> What the exercise asks:
The lines to copy from the data below are those that hold the string "features".

○ ○ ○ ○

PR #238, opened 2016-07-08
compile in ansi mode

yihuang:
Because I've compiled my lua as c++, I need to compile luv as c++ too. So I've fixed all the compilation problems with c++/ansi c compiler.
Just run ``gcc -ansi -Wall -c src/luv.c -Ideps/libuv/include`` , you can see current compile errors.


creationix:
Typecast all the things!

PR #434, opened 2019-02-19
Moved startup options factory initialization to Configuration object

joao-r-reis:
This change removes the direct dependency between `Connection` and `StartupOptionsFactory`


jorgebay:
It looks like we need to add validation to `StartupRequest` constructor parameter.

joao-r-reis:
> 
> 
> It looks like we need to add validation to `StartupRequest` constructor parameter.

Yep, added the validation and removed the Mocked instances from integration tests that were causing the error.

PR #437, opened 2019-02-25
Improvements ControlConnection

joao-r-reis:
Added method to controlconnection that offers a way to send a query request without expecting rows as a result


jorgebay:
Makes sense, +1

PR #439, opened 2019-02-28
[CSHARP-725] Deprecate usedHostsPerRemoteDc in DCAwareRoundRobinPolicy

joao-r-reis:
Deprecating the parameter to give a heads up to the users that this functionality will be removed in the next major release.
The reason behind this change is the fact that the driver does not have enough context to handle DC Failover. https://datastax-oss.atlassian.net/browse/NODEJS-485 has a good explanation behind this change.

### DIFF
--- a/src/Cassandra/Policies/DCAwareRoundRobinPolicy.cs
+++ b/src/Cassandra/Policies/DCAwareRoundRobinPolicy.cs
@@ -23,19 +23,26 @@ using System.Net;
 namespace Cassandra
 {
     /// <summary>
-    ///  A data-center aware Round-robin load balancing policy. <p> This policy
-    ///  provides round-robin queries over the node of the local datacenter. It also
-    ///  includes in the query plans returned a configurable number of hosts in the
-    ///  remote datacenters, but those are always tried after the local nodes. In
-    ///  other words, this policy guarantees that no host in a remote datacenter will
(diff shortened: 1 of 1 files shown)


src/Cassandra/Policies/DCAwareRoundRobinPolicy.cs
```diff
@@ -23,19 +23,26 @@
...
-    ///  policy could be preferred to this policy in that case.</p>
+    /// A data-center aware Round-robin load balancing policy.
+    /// <para>
+    /// This policy provides round-robin queries over the node of the local datacenter. Currently, it also includes in the query plans
+    /// returned a configurable number of hosts in the remote datacenters (which are always tried after the local nodes)
+    /// but this functionality will be removed in the next major version of the driver.
+    /// See the comments on <see cref="DCAwareRoundRobinPolicy(string, int)"/> for more information.
+    /// </para>
+    /// <para>
+    /// If used with a single datacenter, this policy is equivalent to the <see cref="RoundRobinPolicy"/> policy,
```
jorgebay: I think its a good opportunity to remove this last paragraph, as it doesn't make much sense.

joao-r-reis: 👍 done

PR #440, opened 2019-03-19
CSHARP-744 Support legacy empty column names

joao-r-reis:
From CSHARP-744 description:

> Usually {{""}} is not a valid column name, but it can occasionally appear when migrating Thrift tables with COMPACT STORAGE to modern storage tables. 

Metadata API (i.e. `GetTable`) already supports this but LINQ and Mapper don't.

### DIFF
--- a/src/Cassandra.IntegrationTests/Core/EmptyColumnTests.cs
+++ b/src/Cassandra.IntegrationTests/Core/EmptyColumnTests.cs
@@ -1,0 +1,275 @@
+﻿//
+//       Copyright (C) 2019 DataStax Inc.
+//
+//    Licensed under the Apache License, Version 2.0 (the "License");
+//    you may not use this file except in compliance with the License.
+//    You may obtain a copy of the License at
+//
+//       http://www.apache.org/licenses/LICENSE-2.0
+//
+//    Unless required by applicable law or agreed to in writing, software
+//    distributed under the License is distributed on an "AS IS" BASIS,
+//    WITHOUT WARRANTIES OR CONDITIONS OF ANY KIND, either express or implied.
+//    See the License for the specific language governing permissions and
+//    limitations under the License.
+//
+
+using System.Collections.Generic;
+using System.Linq;
+
+using Cassandra.Data.Linq;
+using Cassandra.IntegrationTests.TestClusterManagement.Simulacron;
+using Cassandra.Mapping;
+
+using NUnit.Framework;
+
+namespace Cassandra.IntegrationTests.Core
+{
+    [TestFixture]
+    public class EmptyColumnTests
+    {
+        [Test]
+        public void Should_ReturnCorrectValue_When_EmptyColumnName()
+        {
+            using (var simulacronCluster = SimulacronCluster.CreateNew(3))
+            {
+                simulacronCluster.Prime(new
+                {
+                    when = new
+                    {
+                        query = string.Format(
+                            "SELECT * FROM system_schema.tables WHERE table_name='{0}' AND keyspace_name='{1}'",
+                            "testtable",
+                            "testks")
+                    },
+                    then = new
+                    {
+                        result = "success",
+                        delay_in_ms = 0,
+                        rows = new[]
+                        {
+                                new
+                                {
+                                    compression = new { },
+                                    compaction = new { },
+                                    bloom_filter_fp_chance = 0.1,
+                                    caching = new { keys = "ALL", rows_per_partition = "NONE" },
+                                    comment = "comment",
+                                    gc_grace_seconds = 60000,
+                                    dclocal_read_repair_chance = 0.1,
+                                    read_repair_chance = 0.1,
+                                    keyspace_name = "testks"
+                                }
+                            },
+                        column_types = new
+                        {
+                            compression = "map<ascii, ascii>",
+                            compaction = "map<ascii, ascii>",
+                            bloom_filter_fp_chance = "double",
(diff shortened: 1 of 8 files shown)


src/Cassandra.IntegrationTests/Core/EmptyColumnTests.cs
```diff
@@ -0,0 +1,275 @@
...
+        public void Should_ReturnCorrectValue_When_EmptyColumnName()
+        {
+            using (var simulacronCluster = SimulacronCluster.CreateNew(3))
+            {
+                simulacronCluster.Prime(new
+                {
+                    when = new
+                    {
+                        query = string.Format(
+                            "SELECT * FROM system_schema.tables WHERE table_name='{0}' AND keyspace_name='{1}'",
```
jorgebay: Nit: we could use string interpolation that is less error prone.

src/Cassandra.IntegrationTests/Core/EmptyColumnTests.cs
```diff
@@ -0,0 +1,275 @@
...
+
+                        var rs = session.Execute("SELECT \"\", \" \" FROM testks.testtable");
+                        var row = rs.SingleOrDefault();
+                        Assert.IsTrue(rs.Columns.Length == 2 && rs.Columns.Any(c => c.Name == string.Empty) && rs.Columns.Any(c => c.Name == " "));
+                        Assert.AreEqual("testval", row?.GetValue<string>(string.Empty));
+                        Assert.AreEqual("testval2", row?.GetValue<string>(" "));
+                    }
+                    finally
+                    {
+                        var a = "";
```
jorgebay: Probably leftover?

src/Cassandra.IntegrationTests/Core/EmptyColumnTests.cs
```diff
@@ -0,0 +1,275 @@
...
+                        var mapper = new Mapper(session, mapConfig);
+                        test = mapper.Fetch<TestTable>().FirstOrDefault();
+                        Assert.AreEqual("testval", test.TestColumn);
+                        Assert.AreEqual("testval2", test.TestColumn2);
+
+                        var tableMetadata = session.Cluster.Metadata.GetTable("testks", "testtable");
+                        Assert.IsNotNull(tableMetadata);
+
+                        var rs = session.Execute("SELECT \"\", \" \" FROM testks.testtable");
+                        var row = rs.SingleOrDefault();
```
jorgebay: NIT: We could use `Single()` that throws when there are no values, and avoid null conditional operators below.

src/Cassandra.IntegrationTests/Core/EmptyColumnTests.cs
```diff
@@ -0,0 +1,275 @@
...
+
+                        var mapper = new Mapper(session, mapConfig);
+                        test = mapper.Fetch<TestTable>().FirstOrDefault();
+                        Assert.AreEqual("testval", test.TestColumn);
+                        Assert.AreEqual("testval2", test.TestColumn2);
+
+                        var tableMetadata = session.Cluster.Metadata.GetTable("testks", "testtable");
+                        Assert.IsNotNull(tableMetadata);
+
+                        var rs = session.Execute("SELECT \"\", \" \" FROM testks.testtable");
```
jorgebay: Can we include a prepare statement execution?

src/Cassandra.IntegrationTests/Core/EmptyColumnTests.cs
joao-r-reis: oops

src/Cassandra.IntegrationTests/Core/EmptyColumnTests.cs
joao-r-reis: done

src/Cassandra.IntegrationTests/Core/EmptyColumnTests.cs
joao-r-reis: done

src/Cassandra.IntegrationTests/Core/EmptyColumnTests.cs
joao-r-reis: done

src/Cassandra.IntegrationTests/Core/EmptyColumnTests.cs
joao-r-reis: good idea, added

joao-r-reis:
Forgot to prime the queries for C* < 3.0.0, added them in a separate test. Also changed the test filter in `build.yaml` to match the one being used in appveyor.

src/Cassandra.IntegrationTests/Core/EmptyColumnTests.cs
```diff
@@ -0,0 +1,544 @@
...
+using Cassandra.Data.Linq;
+using Cassandra.IntegrationTests.TestBase;
+using Cassandra.IntegrationTests.TestClusterManagement.Simulacron;
+using Cassandra.Mapping;
+
+using NUnit.Framework;
+
+namespace Cassandra.IntegrationTests.Core
+{
+    [TestFixture]
```
jorgebay: In any case, I think we should add it to the `short` category.

joao-r-reis: Fair enough, I'll do it

PR #442, opened 2019-04-12
CSHARP-678 Execution profiles at session level

joao-r-reis:
This is rebased on top of #444 so whoever reviews this PR can see this smaller diff instead https://github.com/datastax/csharp-driver/compare/refactor-unittests..CSHARP-678. I will rebase the target branch after #444 is merged to master.


joao-r-reis:
Rebased after #444 was merged

src/Cassandra/Session.cs
```diff
@@ -252,49 +253,68 @@ private async Task Warmup()
...
         /// <inheritdoc />
         public PreparedStatement EndPrepare(IAsyncResult ar)
         {
             var task = (Task<PreparedStatement>)ar;
-            TaskHelper.WaitToComplete(task, Configuration.ClientOptions.QueryAbortTimeout);
+            TaskHelper.WaitToComplete(task, Configuration.DefaultRequestOptions.QueryAbortTimeout);
+            return task.Result;
+        }
+
+        public RowSet Execute(IStatement statement, string executionProfileName)
```
jorgebay: Missing `inheritdoc`.

src/Cassandra/Session.cs
```diff
@@ -252,49 +253,68 @@ private async Task Warmup()
...
         /// <inheritdoc />
         public Task<RowSet> ExecuteAsync(IStatement statement)
         {
             return Configuration.RequestHandlerFactory
-                                .Create(this, _serializer, statement)
+                                .Create(this, _serializer, statement, Configuration.DefaultRequestOptions)
+                                .SendAsync();
+        }
+
+        public Task<RowSet> ExecuteAsync(IStatement statement, string executionProfileName)
```
jorgebay: Same :)

src/Cassandra/ExecutionProfile.cs
```diff
@@ -0,0 +1,77 @@
...
+//    See the License for the specific language governing permissions and
+//    limitations under the License.
+// 
+
+using System;
+using Cassandra.ExecutionProfiles;
+
+namespace Cassandra
+{
+    public class ExecutionProfile
```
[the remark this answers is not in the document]
joao-r-reis: I agree with extracting an interface. Where should the `ExecutionProfile.Builder` method go in this case? We either remove it and have users just do `new ExecutionProfileBuilder()` or we can move it to the cluster builder class? `Builder.ExecutionProfileBuilder()`?

src/Cassandra/Builder.cs
```diff
@@ -674,6 +677,36 @@ public Builder WithMaxSchemaAgreementWaitSeconds(int maxSchemaAgreementWaitSecon
             return this;
         }
 
+        /// <summary>
+        /// Adds Execution Profiles to the Cluster instance.
```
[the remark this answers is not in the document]
joao-r-reis: done

src/Cassandra/ExecutionProfiles/IRequestOptions.cs
```diff
@@ -0,0 +1,57 @@
...
+
+        ITimestampGenerator TimestampGenerator { get; }
+
+        bool DefaultIdempotence { get; }
+
+        int QueryAbortTimeout { get; }
+
+        bool PrepareOnAllHosts { get; }
+
+        bool ReprepareOnUp { get; }
```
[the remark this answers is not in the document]
joao-r-reis: yeah that makes sense, done

src/Cassandra/Cluster.cs
```diff
@@ -474,7 +488,7 @@ public async Task ShutdownAsync(int timeoutMs = Timeout.Infinite)
             _metadata.ShutDown(timeoutMs);
             _controlConnection.Dispose();
             Configuration.Timer.Dispose();
-            Configuration.Policies.SpeculativeExecutionPolicy.Dispose();
+            Configuration.DefaultRequestOptions.SpeculativeExecutionPolicy.Dispose();
```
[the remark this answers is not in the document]
joao-r-reis: oops, nice catch 😄 added unit tests for it

src/Cassandra/Configuration.cs
```diff
@@ -114,6 +115,10 @@ public class Configuration
         internal IConnectionFactory ConnectionFactory { get; }
         
         internal IControlConnectionFactory ControlConnectionFactory { get; }
+        
+        internal IReadOnlyDictionary<string, IRequestOptions> RequestOptions { get; }
```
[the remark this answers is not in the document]
joao-r-reis: done

src/Cassandra/ExecutionProfile.cs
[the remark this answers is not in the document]
joao-r-reis: Maybe `Cluster.ExecutionProfileBuilder` is also a possibility since the method to create the cluster builder is also on the `Cluster` class. For now I've added it to the `Builder` class: `Builder.ExecutionProfileBuilder()`, let me know your thoughts

src/Cassandra/IExecutionProfileBuilder.cs
```diff
@@ -0,0 +1,35 @@
...
+//    Unless required by applicable law or agreed to in writing, software
+//    distributed under the License is distributed on an "AS IS" BASIS,
+//    WITHOUT WARRANTIES OR CONDITIONS OF ANY KIND, either express or implied.
+//    See the License for the specific language governing permissions and
+//    limitations under the License.
+// 
+
+namespace Cassandra
+{
+    public interface IExecutionProfileBuilder
```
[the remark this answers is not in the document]
joao-r-reis: done

src/Cassandra/Policies/Policies.cs
```diff
@@ -59,6 +58,17 @@ public static IRetryPolicy DefaultRetryPolicy
                 return new DefaultRetryPolicy();
             }
         }
+        
+        /// <summary>
+        ///  The default extended retry policy.The default extended retry policy is <see cref="Cassandra.DefaultRetryPolicy"/>
+        /// </summary>
+        public static IExtendedRetryPolicy DefaultExtendedRetryPolicy
```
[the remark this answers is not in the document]
joao-r-reis: hmm yeah I noticed that, I guess it could cause some confusion to expose this... done!

src/Cassandra/Session.cs
```diff
@@ -252,49 +253,68 @@ private async Task Warmup()
...
         }
 
         /// <inheritdoc />
         public RowSet Execute(string cqlQuery)
         {
-            return Execute(new SimpleStatement(cqlQuery).SetConsistencyLevel(Configuration.QueryOptions.GetConsistencyLevel()).SetPageSize(Configuration.QueryOptions.GetPageSize()));
+            return Execute(GetDefaultStatement(cqlQuery));
+        }
+
+        public RowSet Execute(string cqlQuery, string executionProfileName)
```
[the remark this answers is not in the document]
joao-r-reis: done

src/Cassandra/Session.cs
joao-r-reis: done

src/Cassandra/Session.cs
joao-r-reis: done

src/Cassandra/Data/Linq/CqlQuerySingleElement.cs
```diff
@@ -77,7 +77,7 @@ public new TEntity EndExecute(IAsyncResult ar)
         /// </summary>
         public new TEntity Execute()
         {
-            var queryAbortTimeout = GetTable().GetSession().GetConfiguration()?.ClientOptions.QueryAbortTimeout ?? ClientOptions.DefaultQueryAbortTimeout;
+            var queryAbortTimeout = GetTable().GetSession().Cluster.Configuration.DefaultRequestOptions.QueryAbortTimeout;
```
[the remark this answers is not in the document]
joao-r-reis: hmm that makes sense, I'll create this comment on #445 since all of the work related to LINQ and Mapper for execution profiles is over there, this was just a quick fix.

src/Cassandra/ISession.cs
```diff
@@ -146,7 +153,14 @@ public interface ISession: IDisposable
         /// Executes the provided query.
         /// </summary>
         RowSet Execute(string cqlQuery);
-
+        
+        /// <summary>
+        /// Executes the provided query with the provided execution profile.
+        /// </summary>
+        /// <param name="cqlQuery">Query to execute.</param>
+        /// <param name="executionProfileName">ExecutionProfile name to be used while executing the statement.</param>
```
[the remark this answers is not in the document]
joao-r-reis: done

src/Cassandra/IExecutionProfileBuilder.cs
```diff
@@ -0,0 +1,79 @@
...
+        /// Sets the speculative execution policy. 
+        /// See <see cref="Builder.WithSpeculativeExecutionPolicy"/> and <see cref="ISpeculativeExecutionPolicy"/>
+        /// for additional context on this setting.
+        /// </summary>
+        /// <returns>This builder.</returns>
+        IExecutionProfileBuilder WithSpeculativeExecutionPolicy(ISpeculativeExecutionPolicy speculativeExecutionPolicy);
+        
+        /// <summary>
+        /// Sets the <code>SerialConsistencyLevel</code> setting.
+        /// See <see cref="QueryOptions.SetConsistencyLevel"/>, <see cref="QueryOptions.GetConsistencyLevel"/> and
```
jorgebay: I would avoid linking to other options to set the same value in the docs.

jorgebay:
What do you think about something like:

```
Cluster.Builder()
    .AddContactPoint("127.0.0.1")
    .WithExecutionProfiles(x => 
    {
        x.WithProfile("default", y => y.WithConsistencyLevel(ConsistencyLevel.LocalQuorum));
        x.WithProfile("timeseries", y => y
            .WithConsistencyLevel(ConsistencyLevel.LocalOne)
            .WithRetryPolicy(new LoggingRetryPolicy()));
	})
	.Build();
```

src/Cassandra/Configuration.cs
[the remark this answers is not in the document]
jorgebay: There is no `"default"` execution profile, like in node.js or python, is there a reason for it?

src/Cassandra.IntegrationTests/ExecutionProfiles/ExecutionProfileTests.cs
```diff
@@ -0,0 +1,199 @@
...
+                    alive = 2,
+                    delay_in_ms = 0,
+                    message = "unavailable",
+                    ignore_on_prepare = false
+                }
+            };
+            _simulacron.Prime(primeQuery);
+
+            var exception = async
+                ? Assert.ThrowsAsync<UnavailableException>(() => session.ExecuteAsync(new SimpleStatement("SELECT * from test.test"), "write"))
```
jorgebay: I'm not sure I understand, shouldn't `"write"` exec profile use consistency level one and not fail?

src/Cassandra.IntegrationTests/ExecutionProfiles/ExecutionProfileTests.cs
```diff
@@ -0,0 +1,199 @@
...
+            var rows = rs.ToList();
+            Assert.AreEqual(2, rows.Count);
+            Assert.AreEqual("test6", rows[0].GetValue<string>("text"));
+            Assert.AreEqual("test5", rows[1].GetValue<string>("text"));
+        }
+
+        [Test]
+        [TestCase(true)]
+        [TestCase(false)]
+        public async Task Should_UseClusterConsistency_When_ProfileIsNotProvided(bool async)
```
jorgebay: Nice test using simulacron.

joao-r-reis:
> 
> 
> What do you think about something like:
> 
> ```
> Cluster.Builder()
>     .AddContactPoint("127.0.0.1")
>     .WithExecutionProfiles(x => 
>     {
>         x.WithProfile("default", y => y.WithConsistencyLevel(ConsistencyLevel.LocalQuorum));
>         x.WithProfile("timeseries", y => y
>             .WithConsistencyLevel(ConsistencyLevel.LocalOne)
>             .WithRetryPolicy(new LoggingRetryPolicy()));
>     })
>     .Build();
> ```

Yeah the `IExecutionProfileOptions` supports this way already but it also has a method that takes the already built `IExecutionProfile` instance. Do you think that we should just remove the method take receives an already built profile instance? Here is the xml docs that I've added recently to show both ways that the user can go for when adding execution profiles: https://github.com/datastax/csharp-driver/blob/CSHARP-678/src/Cassandra/Builder.cs#L693-L722

jorgebay:
> Do you think that we should just remove the method take receives an already built profile instance?
It's funny that we came to the same methods, sorry I didn't check it existed already.
I'm +1 on removing the other, I think having just 1 way of doing is better.

src/Cassandra/ExecutionProfiles/ExecutionProfileOptions.cs
```diff
@@ -0,0 +1,93 @@
...
+            {
+                throw new ArgumentNullException(nameof(baseProfile));
+            }
+
+            if (!_profiles.TryGetValue(baseProfile, out var baseProfileInstance))
+            {
+                throw new ArgumentException("Base Execution Profile must be added before the derived profile.");
+            }
+            
+            _profiles[name] = new ExecutionProfile(baseProfileInstance, profile);
```
jorgebay: I think we should actively throw an exception for duplicate names.

joao-r-reis:
> There is no "default" execution profile, like in node.js or python, is there a reason for it?
Discussed this offline, I will change the implementation to have a `"default"` profile which can be configured in the same way as the remaining profiles.

jorgebay:
I think we should include a doc entry for this, something like: https://github.com/datastax/nodejs-driver/tree/master/doc/features/execution-profiles

src/Cassandra.IntegrationTests/ExecutionProfiles/ExecutionProfileTests.cs
joao-r-reis: Ah I primed the request for the `"write"` profile and I'm using the `"write"` profile in the test but the derived profile is `"read"`. Changed the rtest to prime for consistency `"TWO"` and use `"read"` in the test.

joao-r-reis:
Should we also add a way to retrieve the execution profiles from the `Cluster`?

joao-r-reis:
> 
> 
> I think we should include a doc entry for this, something like: https://github.com/datastax/nodejs-driver/tree/master/doc/features/execution-profiles

Yeah I'm planning to do that after all of this is merged to the feature branch (related to https://datastax-oss.atlassian.net/browse/CSHARP-762)

jorgebay:
> Should we also add a way to retrieve the execution profiles from the `Cluster`?

It would be nice to have a read only property to get the execution profiles along with their names.

src/Cassandra/IExecutionProfileBuilder.cs
joao-r-reis: done, also added xml docs to `IExecutionProfile`

src/Cassandra/ExecutionProfiles/ExecutionProfileOptions.cs
joao-r-reis: done

joao-r-reis:
> 
> 
> > Should we also add a way to retrieve the execution profiles from the `Cluster`?
> 
> It would be nice to have a read only property to get the execution profiles along with their names.

Added a read only dictionary property getter to `Cluster` that allows a user to retrieve the execution profiles.

> 
> 
> > There is no "default" execution profile, like in node.js or python, is there a reason for it?
> 
> Discussed this offline, I will change the implementation to have a `"default"` profile which can be configured in the same way as the remaining profiles.

Done

Also noticed that I forgot to add `Prepare` methods that receive an execeution profile parameter so I've added them now to `Session`.

src/Cassandra/Cluster.cs
```diff
@@ -474,7 +502,23 @@ public async Task ShutdownAsync(int timeoutMs = Timeout.Infinite)
             _metadata.ShutDown(timeoutMs);
             _controlConnection.Dispose();
             Configuration.Timer.Dispose();
-            Configuration.Policies.SpeculativeExecutionPolicy.Dispose();
+            
+            var disposedPolicies = new List<object>();
+            foreach (var options in Configuration.RequestOptions.Values)
```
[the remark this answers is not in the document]
joao-r-reis: > 
> 
> When I saw that execution profiles for `Prepare()` method was being introduced, I thought it was going to be the "default profile" for the bound statements created from the prepared statement, but I see that the profile at `Prepare()` level affects how the prepare statement is executed.
> 
> I think we shouldn't expose many options on how an prepare request is executed, the user should only care about whether it's prepared or it failed and the rest should be defined by the driver (there are some settings like prepare on all nodes, and those are set cluster/session-wide).
> 
> Query preparation should take a few cycles on the server and can be blindly retried on the following node.

What made me go for this was seeing the load balancing policy being called. I'm concerned mostly about `Mapper` and `LINQ` where users don't actually do any calls to `Prepare` and they probably don't expect the default `LoadBalancingPolicy` being used in a `Mapper` / `LINQ` call if they specify a different one with an execution profile. Maybe we should make these methods internal and be used only in `LINQ` and `Mapper`?

joao-r-reis:
> 
> 
> When I saw that execution profiles for `Prepare()` method was being introduced, I thought it was going to be the "default profile" for the bound statements created from the prepared statement, but I see that the profile at `Prepare()` level affects how the prepare statement is executed.
> 
> I think we shouldn't expose many options on how an prepare request is executed, the user should only care about whether it's prepared or it failed and the rest should be defined by the driver (there are some settings like prepare on all nodes, and those are set cluster/session-wide).
> 
> Query preparation should take a few cycles on the server and can be blindly retried on the following node.

What made me go for this was seeing the load balancing policy being called. I'm concerned mostly about `Mapper` and `LINQ` where users don't actually do any calls to `Prepare` and they probably don't expect the default `LoadBalancingPolicy` being used in a `Mapper` / `LINQ` call if they specify a different one with an execution profile. Maybe we should make these methods internal and be used only in `LINQ` and `Mapper`?

src/Cassandra/Cluster.cs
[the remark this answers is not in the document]
joao-r-reis: That suggestion also goes for `Init` right? (although it has to be `HashSet<object>` there)

jorgebay:
> Maybe we should make these methods internal and be used only in LINQ and Mapper?

I think we can live without it:

- When "prepare on all nodes" is enabled (default), the driver should use all nodes that we actually have an open connection to, instead of a LBP, and prepare it (so all nodes that matter should already have prepared the query).
- When disabled, the flow -> `EXECUTE` -> `UNPREPARED` -> (re) `PREPARE` -> `EXECUTE` will kick in (once per node that hasn't prepared the query)

joao-r-reis:
> 
> 
> > Maybe we should make these methods internal and be used only in LINQ and Mapper?
> 
> I think we can live without it:
> 
>     * When "prepare on all nodes" is enabled (default), the driver should use all nodes that we actually have an open connection to, instead of a LBP, and prepare it (so all nodes that matter should already have prepared the query).
> 
>     * When disabled, the flow -> `EXECUTE` -> `UNPREPARED` -> (re) `PREPARE` -> `EXECUTE` will kick in (once per node that hasn't prepared the query)

I've pushed a draft implementation of this but haven't tested it yet. Lmk if this is what you were thinking of: https://github.com/datastax/csharp-driver/pull/442/commits/16dfe484dd5f069eb517fe47465048038e83f749

jorgebay:
yes! that approach lgtm.

src/Cassandra/Cluster.cs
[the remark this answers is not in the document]
joao-r-reis: Changed this in both `Init` and `Shutdown`. I took your suggestion of using `HashSet` but also implemented a `ReferenceEqualityComparer` to make sure it is doing comparisons based on reference only.

joao-r-reis:
Pushed final changes to `Session.Prepare` API and `PrepareHandler` class. Also added some unit tests.

src/Cassandra/Cluster.cs
```diff
@@ -488,5 +522,77 @@ internal static HostDistance RetrieveDistance(Host host, ILoadBalancingPolicy lb
...
+                               "affect performance. Consider preparing the statement only once. Query='{0}'", ps.Cql);
+                ps = psAdded;
+            }
+
+            return ps;
+        }
+        
+        private async Task PrepareAllQueries(Host host)
+        {
+            ICollection<PreparedStatement> preparedQueries = InternalRef.PreparedQueries.Values;
```
jorgebay: Now that I think about it, `ConcurrentDictionary<T>.Values` get property is an expensive operation (acquires all locks).

Outside the scope of this ticket, we should use a collection for prepared queries where reading is cheap.

src/Cassandra/ICluster.cs
```diff
@@ -98,5 +98,10 @@ public interface ICluster : IDisposable
         ///  used by it. <p> This method has no effect if the cluster was already shutdown.</p>
         /// </summary>
         void Shutdown(int timeoutMs = System.Threading.Timeout.Infinite);
+
+        /// <summary>
+        /// Gets a collection of execution profiles that were configured for this Cluster instance.
+        /// </summary>
+        IReadOnlyDictionary<string, IExecutionProfile> ExecutionProfiles { get; }
```
jorgebay: Shouldn't we expose it in the `Configuration` and avoid exposing a new prop on `Cluster` / `Session`, wdyt?

src/Cassandra/Connections/IConnection.cs
```diff
@@ -71,7 +70,7 @@ internal interface IConnection : IDisposable
 
         ProtocolOptions Options { get; }
 
-        Configuration Configuration { get; set; }
+        //Configuration Configuration { get; set; }
```
jorgebay: Probably a leftover.

joao-r-reis: nice catch! done

src/Cassandra/ICluster.cs
joao-r-reis: I honestly don't remember why I didn't just do that considering that the `Cluster` property is just a wrapper around the `Configuration` one. Done!

src/Cassandra/Cluster.cs
joao-r-reis: created https://datastax-oss.atlassian.net/browse/CSHARP-768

○ ○ ○ ○

> Result for this task:
I think we should include a doc entry for this, something like: https://github.com/datastax/nodejs-driver/tree/master/doc/features/execution-profiles
> I think we should include a doc entry for this, something like: https://github.com/datastax/nodejs-driver/tree/master/doc/features/execution-profiles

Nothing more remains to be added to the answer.